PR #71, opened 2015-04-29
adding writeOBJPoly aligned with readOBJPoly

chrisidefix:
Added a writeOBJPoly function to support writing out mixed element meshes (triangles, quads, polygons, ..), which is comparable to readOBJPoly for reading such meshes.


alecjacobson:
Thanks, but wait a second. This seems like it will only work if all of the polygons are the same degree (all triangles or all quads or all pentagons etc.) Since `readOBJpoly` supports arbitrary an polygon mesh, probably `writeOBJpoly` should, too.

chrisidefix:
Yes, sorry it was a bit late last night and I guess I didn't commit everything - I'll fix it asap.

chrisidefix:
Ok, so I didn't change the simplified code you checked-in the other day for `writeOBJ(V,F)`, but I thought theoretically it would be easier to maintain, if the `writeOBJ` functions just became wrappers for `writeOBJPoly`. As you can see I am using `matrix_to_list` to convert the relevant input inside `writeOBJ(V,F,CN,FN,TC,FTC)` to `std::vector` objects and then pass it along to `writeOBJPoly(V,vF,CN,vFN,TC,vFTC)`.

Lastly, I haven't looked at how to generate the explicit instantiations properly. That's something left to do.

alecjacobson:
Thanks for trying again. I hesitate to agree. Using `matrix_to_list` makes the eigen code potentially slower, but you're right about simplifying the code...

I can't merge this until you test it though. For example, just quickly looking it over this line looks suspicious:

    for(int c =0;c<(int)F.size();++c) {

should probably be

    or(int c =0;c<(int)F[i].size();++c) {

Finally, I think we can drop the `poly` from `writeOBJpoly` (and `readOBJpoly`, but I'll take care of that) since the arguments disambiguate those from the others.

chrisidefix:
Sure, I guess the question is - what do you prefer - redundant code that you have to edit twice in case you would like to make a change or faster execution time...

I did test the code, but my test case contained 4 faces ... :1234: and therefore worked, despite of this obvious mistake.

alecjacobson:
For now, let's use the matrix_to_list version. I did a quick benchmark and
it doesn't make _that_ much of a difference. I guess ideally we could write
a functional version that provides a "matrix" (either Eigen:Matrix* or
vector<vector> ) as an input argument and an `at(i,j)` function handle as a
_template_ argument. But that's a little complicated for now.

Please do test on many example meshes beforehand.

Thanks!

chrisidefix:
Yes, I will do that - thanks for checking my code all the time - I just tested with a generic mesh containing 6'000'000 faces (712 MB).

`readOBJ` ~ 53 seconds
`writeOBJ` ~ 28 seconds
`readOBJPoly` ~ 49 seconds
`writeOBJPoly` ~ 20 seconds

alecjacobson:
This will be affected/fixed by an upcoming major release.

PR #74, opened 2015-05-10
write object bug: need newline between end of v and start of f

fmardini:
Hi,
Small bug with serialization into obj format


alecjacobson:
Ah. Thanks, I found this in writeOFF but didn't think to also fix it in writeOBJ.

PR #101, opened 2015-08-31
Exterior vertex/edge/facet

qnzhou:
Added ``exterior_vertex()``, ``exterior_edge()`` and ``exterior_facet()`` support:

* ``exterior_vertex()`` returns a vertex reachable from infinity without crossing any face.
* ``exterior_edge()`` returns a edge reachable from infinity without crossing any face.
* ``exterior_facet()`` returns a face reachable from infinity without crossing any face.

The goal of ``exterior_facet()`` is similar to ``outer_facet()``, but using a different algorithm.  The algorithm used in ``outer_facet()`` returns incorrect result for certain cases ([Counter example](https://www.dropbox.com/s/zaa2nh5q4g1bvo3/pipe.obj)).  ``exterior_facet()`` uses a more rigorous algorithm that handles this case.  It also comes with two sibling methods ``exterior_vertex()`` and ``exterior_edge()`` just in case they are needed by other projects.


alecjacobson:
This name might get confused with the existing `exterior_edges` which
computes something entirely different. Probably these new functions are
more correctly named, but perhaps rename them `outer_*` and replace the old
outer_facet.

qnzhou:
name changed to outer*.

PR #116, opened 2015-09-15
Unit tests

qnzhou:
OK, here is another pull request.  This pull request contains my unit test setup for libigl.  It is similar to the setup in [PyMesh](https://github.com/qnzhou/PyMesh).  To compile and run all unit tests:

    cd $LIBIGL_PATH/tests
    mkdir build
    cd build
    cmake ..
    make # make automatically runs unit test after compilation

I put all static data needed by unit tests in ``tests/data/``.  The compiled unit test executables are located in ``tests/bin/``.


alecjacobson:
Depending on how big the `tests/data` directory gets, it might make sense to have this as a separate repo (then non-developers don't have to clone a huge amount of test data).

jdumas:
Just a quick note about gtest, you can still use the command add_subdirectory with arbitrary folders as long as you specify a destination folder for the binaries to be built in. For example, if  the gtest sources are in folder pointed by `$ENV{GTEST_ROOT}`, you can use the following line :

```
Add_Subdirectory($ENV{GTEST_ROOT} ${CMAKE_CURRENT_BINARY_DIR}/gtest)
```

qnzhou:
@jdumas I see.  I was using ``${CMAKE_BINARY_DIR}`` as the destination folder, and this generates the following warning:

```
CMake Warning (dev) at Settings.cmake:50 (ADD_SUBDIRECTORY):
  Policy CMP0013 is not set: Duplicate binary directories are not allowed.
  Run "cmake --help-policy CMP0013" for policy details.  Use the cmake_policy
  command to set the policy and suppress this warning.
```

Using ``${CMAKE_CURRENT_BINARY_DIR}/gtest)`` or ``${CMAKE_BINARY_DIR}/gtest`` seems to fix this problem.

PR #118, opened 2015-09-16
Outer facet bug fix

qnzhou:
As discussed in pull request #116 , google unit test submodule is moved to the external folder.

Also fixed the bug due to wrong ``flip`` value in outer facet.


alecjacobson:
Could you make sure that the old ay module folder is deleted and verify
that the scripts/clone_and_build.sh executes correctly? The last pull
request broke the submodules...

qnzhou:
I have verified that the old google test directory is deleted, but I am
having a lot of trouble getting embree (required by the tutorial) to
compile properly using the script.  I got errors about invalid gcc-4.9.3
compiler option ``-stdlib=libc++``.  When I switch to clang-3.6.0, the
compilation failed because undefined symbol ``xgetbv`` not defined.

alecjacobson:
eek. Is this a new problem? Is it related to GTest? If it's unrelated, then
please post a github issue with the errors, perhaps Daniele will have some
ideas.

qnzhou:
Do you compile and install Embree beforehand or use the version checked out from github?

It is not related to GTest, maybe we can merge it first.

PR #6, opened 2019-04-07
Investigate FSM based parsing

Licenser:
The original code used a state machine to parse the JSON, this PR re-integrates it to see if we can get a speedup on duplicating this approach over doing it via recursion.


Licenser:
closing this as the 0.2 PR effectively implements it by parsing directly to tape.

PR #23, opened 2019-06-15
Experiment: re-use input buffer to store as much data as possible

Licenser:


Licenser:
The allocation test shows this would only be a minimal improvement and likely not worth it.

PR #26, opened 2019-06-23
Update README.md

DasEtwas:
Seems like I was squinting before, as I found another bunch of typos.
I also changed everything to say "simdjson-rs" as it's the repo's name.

==============================

• **The problem**
When a line above contains the string "triangles", copy that line.

• **Response to the exercise**
Added a writeOBJPoly function to support writing out mixed element meshes (triangles, quads, polygons, ..), which is comparable to readOBJPoly for reading such meshes.
Thanks, but wait a second. This seems like it will only work if all of the polygons are the same degree (all triangles or all quads or all pentagons etc.) Since `readOBJpoly` supports arbitrary an polygon mesh, probably `writeOBJpoly` should, too.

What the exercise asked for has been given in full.